Stored data
PR #6886, opened 2022-09-25
API: Fixes #6862 set todo related fields when adding or changing a todo

### LINKED ISSUE #6862: Due date is ignored when creating a todo via data API
Using `curl --data '{ "title": "My todo", "is_todo": 1, "todo_due": 1666051200000 }' http://127.0.0.1:41184/notes` the todo is created, but the due date is not set. Setting the due date later by PUT request works, as [this example](https://discourse.joplinapp.org/t/commandline-mktodo-with-detailed-fields/27382/7) shows.

## Environment

Joplin version: 2.9.4
Platform: Desktop
OS specifics: Ubuntu 22.04

The todo should be created with a due date directly.

Wartijn:
- Set `todo_due` and `todo_completed` when adding a todo via the API. This fixes https://github.com/laurent22/joplin/issues/6862
- Set  `todo_due` and `todo_completed` when changing `is_todo`, to stay consistent with the behavior when adding a todo, and because those fields are only meant to be used in todos .
- Update the api docs to reflect these changes.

• The task:
From the records, copy every line that has the string "when" in it.

• The completed task:
API: Fixes #6862 set todo related fields when adding or changing a todo
### LINKED ISSUE #6862: Due date is ignored when creating a todo via data API
- Set `todo_due` and `todo_completed` when adding a todo via the API. This fixes https://github.com/laurent22/joplin/issues/6862
- Set  `todo_due` and `todo_completed` when changing `is_todo`, to stay consistent with the behavior when adding a todo, and because those fields are only meant to be used in todos .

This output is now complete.